Take the line containing "Fix: Update Broken Badge Link" and all lines after it to the end of the records, and output them exactly.

──────────

PR #6121, opened 2026-06-30
remove docker item from onboarding

FuhuXia:
No need for this for new members any more.
https://gsa-tts.slack.com/archives/C2N85536E/p1782849715037859


jbrown-xentity (approved):
LGTM

PR #6172, opened 2026-07-16
allow caller to specify ruby version

FuhuXia:
Allow callers to use different ruby versions, but keep 3.1 as default so it does not surprise old callers.

we need it when the caller app need to update ruby.


jbrown-xentity (approved):
LGTM

PR #6189, opened 2026-07-22
Fix: Update Broken Badge Link

akuny:
Updates an incorrect link in README.md: was `https://github.com/GSA/inventory-app/actions/workflows/deploy.yml`, should be `https://github.com/GSA/inventory-app/actions/workflows/publish.yml`.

──────────

* [REPLY TO THE EXERCISE]:
Fix: Update Broken Badge Link

akuny:
Updates an incorrect link in README.md: was `https://github.com/GSA/inventory-app/actions/workflows/deploy.yml`, should be `https://github.com/GSA/inventory-app/actions/workflows/publish.yml`.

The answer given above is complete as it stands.